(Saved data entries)
PR #205, opened 2019-03-04
Victoria Hickam & Nunna FTWD MIAMI

vhickam:
Done


ta-web-mia:
Great job! Just a minor issue, but the instructions wanted you to sort the highest popularity to the top instead of the lowest to the top. All you need to do to fix it is to switch the if statements within the sortByPopularity function like so:

image

No real problems with any of the methods though, everything works great! Keep up the good work 👍

PR #206, opened 2019-03-04
Manuel Garaboa / Monroe Getz FTWD-Miami

mannygaraboa:
First Commit


ta-web-mia:
Well done! The only thing that can be improved upon, other than styling, is that the "Sort by name" button is sorting them alphabetically by first name instead of last name. Overall though, very good job. Keep up the good work 👍

PR #208, opened 2019-03-07
Henry Doce - FTWD - Miami

hendo12:


ta-web-mia:
Good job! All of the buttons are working just as intended. Hopefully you feel a little more caught up now that you have a better understanding of props and state. Those are two of the biggest things to grasp, so stay focused and keep up the good work 👍

PR #229, opened 2019-03-25
iterations 1, 2, and 4 done.

williamfiallos:


williamfiallos:
done during class code along.

ta-web-mia:
Well done! I would just suggest adding a check to your add random contact button. Check to make sure you're not adding any duplicates

PR #230, opened 2019-03-27
[PT1018MIA]Camilo Campo

mcpccampo:


ta-web-mia:
Well done! A suggestion for later is to have the load random celeb check to make sure it doesn't load duplicates

PR #237, opened 2019-04-30
PAR alex

alexandfox:


starter-code/src/components/Contact.js
```diff
@@ -0,0 +1,103 @@
...
+		console.log("rendering.... state contacts: ", this.state.contacts)
+		// if (this.state.sort === "name") this.filteredContacts = this.sortByName()
+		// else if (this.state.sort === "popularity") this.filteredContacts = this.sortyByPopularity()
+		// else this.filteredContacts = this.state.contacts;
+
+		return (
+			<div className="contactContainer">
+				<header className="title">IronContacts</header>
+				<button className="button randomButton" onClick={() => this.addRandomContact()} >Add Random Contact</button>
+				<button className="button" onClick={() => this.sort("name")} >Sort by Name</button>
```
ta-web-paris: it's cool that you're using the same function twice, and while it works in this example. It won't always work. The sort method works based on numbers, for sorting alphabetically it's better to localeCompare because uppercase and lowercase letters have different values -  https://www.w3schools.com/charsets/ref_html_ascii.asp

ta-web-paris:
I really love your code <3 Everything was done really well

PR #243, opened 2019-04-30
Paris Yagmur 

YagmurBakici:


starter-code/src/App.js
```diff
@@ -1,21 +1,80 @@
...
+  sortName() {
+    this.state.allContacts.sort(function(celeb1, celeb2) {
+      if (celeb1.name < celeb2.name) return -1;
+      if (celeb1.name > celeb2.name) return 1;
+      else return 0;
+    });
+    this.setState({ listContacts: this.state.allContacts });
+  }
+
+  delete = name => {
```
ta-web-paris: your delete doesn't work because you've called the function here delete, but the function that is linked to your button is `deleteInfo` and your state should be `    this.state.allContacts.splice(name, 1);`

ta-web-paris:
It looks good, and I really like the styling! You were super close with getting the delete button to work and you seem to have understood passing down props 🤚

PR #2253, opened 2023-09-09
done

Enzo-Mazzei:


src/App.js
```diff
@@ -1,23 +1,97 @@
...
+                    🏆
+                  </span>
+                ) : null}
+              </td>
+              <td>
+                <button onClick={() => removeContact(contact.id)}>
+                  Delete
+                </button>
+              </td>
+            </tr>
```
iPoolito, line 91: This hole section could be a new component that only handles the information of the contact, in this case you could do something like ` <ContanctInfo  contact={contact} />`

PR #2254, opened 2023-09-09
[PT] Franklin

franklinosei:


src/App.js
```diff
@@ -1,23 +1,93 @@
...
+  const contactsList = contactsData.slice(0, 5);
+
+  const [contacts, setContacts] = useState(contactsList);
+  const [remainingContacts, setRemainingContacts] = useState(contactsData.slice(5));
+
+
+  const addRandomContact = () => {
+    if (remainingContacts.length === 0) {
+      alert("No more contacts to ad`d!");
+      return;
```
iPoolito, line 15: Great job to prevent posible bugs 🔥

src/App.js
```diff
@@ -1,23 +1,93 @@
...
+                <td>{contact.name}</td>
+                <td>{contact.popularity.toFixed(2)}</td>
+                <td>{contact.wonOscar ? <span>🏆</span> : null}</td>
+                <td>{contact.wonEmmy ? <span> 🌟</span> : null}</td>
+                <td>
+                  <button onClick={() => deleteContact(contact.id)}>
+                    Delete
+                  </button>
+                </td>
+              </tr>
```
iPoolito, line 86: This hole section could be a new component that only handles the information of the contact, in this case you could do something like  
```suggestion
          <ContanctInfo  contact={contact} />
```

PR #2256, opened 2023-09-11
Xavier Ortega

Xavieros03:


src/App.js
```diff
@@ -1,24 +1,70 @@
-import logo from './logo.svg';
+
+import { useState } from 'react';
 import './App.css';
+import originalContacts from "./contacts.json"
 
 function App() {
+  const fiveContacts = originalContacts.slice(0, 10)
```
iPoolito, line 7: We need to be consistent with the name of the variables in this cade should be 5
```suggestion
  const fiveContacts = originalContacts.slice(0, 5)
```

src/App.js
```diff
@@ -1,24 +1,70 @@
...
+
+          </tr>
+        </thead>
+        <tbody>
+          {contacts.map(contact => (
+            <tr key={contact.id}>
+              <td><img src={contact.pictureUrl} alt={contact.name} /></td>
+              <td>{contact.name}</td>
+              <td>{contact.popularity.toPrecision(4)}</td>
+              <td>{contact.wonOscar && "🏆"}</td>
```
iPoolito, line 60: In order to give more infromation we can do something like this , so it wont be an empty value
```suggestion
          <td> {contact.wonOscar ? '🏆' : '❌​'}</td>
```

PR #2289, opened 2023-11-01
[WD_OCT23_FT] Guilherme Silva

51V3:


webLisbonTA:
Hi Guilherme, 
Great job on your lab!

Just note that on the Sort by name and popularity you are picking the entire array and the goal was to be pick from the array of 5 that we have initially created.

Overall, good job!

PR #2297, opened 2023-11-01
[LIS-FT-OCT23] Bruno Mendes

brrrun:


webLisbonTA:
Hi Bruno, 
Good job on the lab.

On the random contact it would be important for you to create a new variable for the ramaining contacts:

` const [remainingContacts, setRemainingContacts] = useState(
    contactsData.slice(5, contactsData.length)
  );`

With this code, you would have the remaining contacts with the index 5 included, until the end of the lenght of the contacts.
Then, you would have to create the function random Contacts:


```
function addRandomContact() {
    // First, make a copy of the remaining contacts to prevent changing the original array
    const updateRemaining = [...remainingContacts];

//Then, pick a random index number:
    let randomNum = Math.floor(Math.random() * remainingContacts.length);
    // remove a random element from the copy
    let randomContact = updateRemaining.slice(randomNum, randomNum + 1)[0];

//On the above variable, and as you have only 1 random contact, you will do a slice, from this contact, until this //contact(remember it is only 1) and access the object through [0] - as it is only one contact, it is the 0 Index contact.
//If this is confusing, do a console.log do see the randomContact variable.

    // Note: splice is used to remove an element from the updateRemaining array based
    // on the randomNum index. This element is stored in randomContact.
    // The splice method here removes one element starting at the randomNum index
    // returns an array with that removed element.
    // Accessing the [0] index retrieves the actual removed element.

    // add that contact to a new array
    const updatedContacts = [...contacts, randomContact];
    // update the contacts and the remaining contacts with the corresponding arrays
    setContacts(updatedContacts);
    setRemainingContacts(updateRemaining);
  }
```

■ TASK ITEM: Every record above must be repeated word for word.

■ EXERCISE RESPONSE:
PR #205, opened 2019-03-04
Victoria Hickam & Nunna FTWD MIAMI

vhickam:
Done


ta-web-mia:
Great job! Just a minor issue, but the instructions wanted you to sort the highest popularity to the top instead of the lowest to the top. All you need to do to fix it is to switch the if statements within the sortByPopularity function like so:

image

No real problems with any of the methods though, everything works great! Keep up the good work 👍

PR #206, opened 2019-03-04
Manuel Garaboa / Monroe Getz FTWD-Miami

mannygaraboa:
First Commit


ta-web-mia:
Well done! The only thing that can be improved upon, other than styling, is that the "Sort by name" button is sorting them alphabetically by first name instead of last name. Overall though, very good job. Keep up the good work 👍

PR #208, opened 2019-03-07
Henry Doce - FTWD - Miami

hendo12:


ta-web-mia:
Good job! All of the buttons are working just as intended. Hopefully you feel a little more caught up now that you have a better understanding of props and state. Those are two of the biggest things to grasp, so stay focused and keep up the good work 👍

PR #229, opened 2019-03-25
iterations 1, 2, and 4 done.

williamfiallos:


williamfiallos:
done during class code along.

ta-web-mia:
Well done! I would just suggest adding a check to your add random contact button. Check to make sure you're not adding any duplicates

PR #230, opened 2019-03-27
[PT1018MIA]Camilo Campo

mcpccampo:


ta-web-mia:
Well done! A suggestion for later is to have the load random celeb check to make sure it doesn't load duplicates

PR #237, opened 2019-04-30
PAR alex

alexandfox:


starter-code/src/components/Contact.js
```diff
@@ -0,0 +1,103 @@
...
+		console.log("rendering.... state contacts: ", this.state.contacts)
+		// if (this.state.sort === "name") this.filteredContacts = this.sortByName()
+		// else if (this.state.sort === "popularity") this.filteredContacts = this.sortyByPopularity()
+		// else this.filteredContacts = this.state.contacts;
+
+		return (
+			<div className="contactContainer">
+				<header className="title">IronContacts</header>
+				<button className="button randomButton" onClick={() => this.addRandomContact()} >Add Random Contact</button>
+				<button className="button" onClick={() => this.sort("name")} >Sort by Name</button>
```
ta-web-paris: it's cool that you're using the same function twice, and while it works in this example. It won't always work. The sort method works based on numbers, for sorting alphabetically it's better to localeCompare because uppercase and lowercase letters have different values -  https://www.w3schools.com/charsets/ref_html_ascii.asp

ta-web-paris:
I really love your code <3 Everything was done really well

PR #243, opened 2019-04-30
Paris Yagmur 

YagmurBakici:


starter-code/src/App.js
```diff
@@ -1,21 +1,80 @@
...
+  sortName() {
+    this.state.allContacts.sort(function(celeb1, celeb2) {
+      if (celeb1.name < celeb2.name) return -1;
+      if (celeb1.name > celeb2.name) return 1;
+      else return 0;
+    });
+    this.setState({ listContacts: this.state.allContacts });
+  }
+
+  delete = name => {
```
ta-web-paris: your delete doesn't work because you've called the function here delete, but the function that is linked to your button is `deleteInfo` and your state should be `    this.state.allContacts.splice(name, 1);`

ta-web-paris:
It looks good, and I really like the styling! You were super close with getting the delete button to work and you seem to have understood passing down props 🤚

PR #2253, opened 2023-09-09
done

Enzo-Mazzei:


src/App.js
```diff
@@ -1,23 +1,97 @@
...
+                    🏆
+                  </span>
+                ) : null}
+              </td>
+              <td>
+                <button onClick={() => removeContact(contact.id)}>
+                  Delete
+                </button>
+              </td>
+            </tr>
```
iPoolito, line 91: This hole section could be a new component that only handles the information of the contact, in this case you could do something like ` <ContanctInfo  contact={contact} />`

PR #2254, opened 2023-09-09
[PT] Franklin

franklinosei:


src/App.js
```diff
@@ -1,23 +1,93 @@
...
+  const contactsList = contactsData.slice(0, 5);
+
+  const [contacts, setContacts] = useState(contactsList);
+  const [remainingContacts, setRemainingContacts] = useState(contactsData.slice(5));
+
+
+  const addRandomContact = () => {
+    if (remainingContacts.length === 0) {
+      alert("No more contacts to ad`d!");
+      return;
```
iPoolito, line 15: Great job to prevent posible bugs 🔥

src/App.js
```diff
@@ -1,23 +1,93 @@
...
+                <td>{contact.name}</td>
+                <td>{contact.popularity.toFixed(2)}</td>
+                <td>{contact.wonOscar ? <span>🏆</span> : null}</td>
+                <td>{contact.wonEmmy ? <span> 🌟</span> : null}</td>
+                <td>
+                  <button onClick={() => deleteContact(contact.id)}>
+                    Delete
+                  </button>
+                </td>
+              </tr>
```
iPoolito, line 86: This hole section could be a new component that only handles the information of the contact, in this case you could do something like  
```suggestion
          <ContanctInfo  contact={contact} />
```

PR #2256, opened 2023-09-11
Xavier Ortega

Xavieros03:


src/App.js
```diff
@@ -1,24 +1,70 @@
-import logo from './logo.svg';
+
+import { useState } from 'react';
 import './App.css';
+import originalContacts from "./contacts.json"
 
 function App() {
+  const fiveContacts = originalContacts.slice(0, 10)
```
iPoolito, line 7: We need to be consistent with the name of the variables in this cade should be 5
```suggestion
  const fiveContacts = originalContacts.slice(0, 5)
```

src/App.js
```diff
@@ -1,24 +1,70 @@
...
+
+          </tr>
+        </thead>
+        <tbody>
+          {contacts.map(contact => (
+            <tr key={contact.id}>
+              <td><img src={contact.pictureUrl} alt={contact.name} /></td>
+              <td>{contact.name}</td>
+              <td>{contact.popularity.toPrecision(4)}</td>
+              <td>{contact.wonOscar && "🏆"}</td>
```
iPoolito, line 60: In order to give more infromation we can do something like this , so it wont be an empty value
```suggestion
          <td> {contact.wonOscar ? '🏆' : '❌​'}</td>
```

PR #2289, opened 2023-11-01
[WD_OCT23_FT] Guilherme Silva

51V3:


webLisbonTA:
Hi Guilherme, 
Great job on your lab!

Just note that on the Sort by name and popularity you are picking the entire array and the goal was to be pick from the array of 5 that we have initially created.

Overall, good job!

PR #2297, opened 2023-11-01
[LIS-FT-OCT23] Bruno Mendes

brrrun:


webLisbonTA:
Hi Bruno, 
Good job on the lab.

On the random contact it would be important for you to create a new variable for the ramaining contacts:

` const [remainingContacts, setRemainingContacts] = useState(
    contactsData.slice(5, contactsData.length)
  );`

With this code, you would have the remaining contacts with the index 5 included, until the end of the lenght of the contacts.
Then, you would have to create the function random Contacts:


```
function addRandomContact() {
    // First, make a copy of the remaining contacts to prevent changing the original array
    const updateRemaining = [...remainingContacts];

//Then, pick a random index number:
    let randomNum = Math.floor(Math.random() * remainingContacts.length);
    // remove a random element from the copy
    let randomContact = updateRemaining.slice(randomNum, randomNum + 1)[0];

//On the above variable, and as you have only 1 random contact, you will do a slice, from this contact, until this //contact(remember it is only 1) and access the object through [0] - as it is only one contact, it is the 0 Index contact.
//If this is confusing, do a console.log do see the randomContact variable.

    // Note: splice is used to remove an element from the updateRemaining array based
    // on the randomNum index. This element is stored in randomContact.
    // The splice method here removes one element starting at the randomNum index
    // returns an array with that removed element.
    // Accessing the [0] index retrieves the actual removed element.

    // add that contact to a new array
    const updatedContacts = [...contacts, randomContact];
    // update the contacts and the remaining contacts with the corresponding arrays
    setContacts(updatedContacts);
    setRemainingContacts(updateRemaining);
  }
```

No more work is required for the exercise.